### ASSIGNMENT
Your task is to output all the records below, word for word.
[GIVEN RECORDS]
PR #703, opened 2019-03-05
Wire up events from RDT to module resolution

### LINKED ISSUE #700: Closing and reopening documents may stop editor functionality
Module is not removed from module resolution and the analyzer. Occasionally file may get recognized as library rather than user code.

MikhailArkhipov:
Fixes #700 

- Make sure RDT maintains proper lock count for imported/opened modules.
- Update diagnostics reporting when module is closed or removed.
- Fix search paths that were duplicated in user and interpreter paths.
- Fix determination if module is user or library.
- Tests.


src/Analysis/Core/Impl/DependencyResolution/PathResolverSnapshot.cs
```diff
@@ -233,6 +233,20 @@ public PathResolverSnapshot(PythonLanguageVersion pythonLanguageVersion)
             return new ImportNotFound(fullName);
         }
 
+        public bool IsLibraryFile(string filePath) {
```
AlexanderSher:
```
=> TryFindModule(filePath, out var edge, out _) && IsLibraryPath(edge.First.End);
```

src/LanguageServer/Test/RdtTests.cs
```diff
@@ -63,5 +70,91 @@ public void TestInitialize()
...
+            await Services.GetService<IPythonAnalyzer>().WaitForCompleteAnalysisAsync();
+
+            var docLc1 = rdt.First(d => d.Name.Contains("LockCount1"));
+            var docLc2 = rdt.First(d => d.Name.Contains("LockCount2"));
+            var docLc3 = rdt.First(d => d.Name.Contains("LockCount3"));
+
+            var ds = GetDiagnosticsService();
+            PublishDiagnostics();
+            ds.Diagnostics.Count.Should().Be(4);
+            ds.Diagnostics[uri].Count.Should().Be(0);
```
[/GIVEN RECORDS]
### REPLY
PR #703, opened 2019-03-05
Wire up events from RDT to module resolution

### LINKED ISSUE #700: Closing and reopening documents may stop editor functionality
Module is not removed from module resolution and the analyzer. Occasionally file may get recognized as library rather than user code.

MikhailArkhipov:
Fixes #700 

- Make sure RDT maintains proper lock count for imported/opened modules.
- Update diagnostics reporting when module is closed or removed.
- Fix search paths that were duplicated in user and interpreter paths.
- Fix determination if module is user or library.
- Tests.


src/Analysis/Core/Impl/DependencyResolution/PathResolverSnapshot.cs
```diff
@@ -233,6 +233,20 @@ public PathResolverSnapshot(PythonLanguageVersion pythonLanguageVersion)
             return new ImportNotFound(fullName);
         }
 
+        public bool IsLibraryFile(string filePath) {
```
AlexanderSher:
```
=> TryFindModule(filePath, out var edge, out _) && IsLibraryPath(edge.First.End);
```

src/LanguageServer/Test/RdtTests.cs
```diff
@@ -63,5 +70,91 @@ public void TestInitialize()
...
+            await Services.GetService<IPythonAnalyzer>().WaitForCompleteAnalysisAsync();
+
+            var docLc1 = rdt.First(d => d.Name.Contains("LockCount1"));
+            var docLc2 = rdt.First(d => d.Name.Contains("LockCount2"));
+            var docLc3 = rdt.First(d => d.Name.Contains("LockCount3"));
+
+            var ds = GetDiagnosticsService();
+            PublishDiagnostics();
+            ds.Diagnostics.Count.Should().Be(4);
+            ds.Diagnostics[uri].Count.Should().Be(0);
```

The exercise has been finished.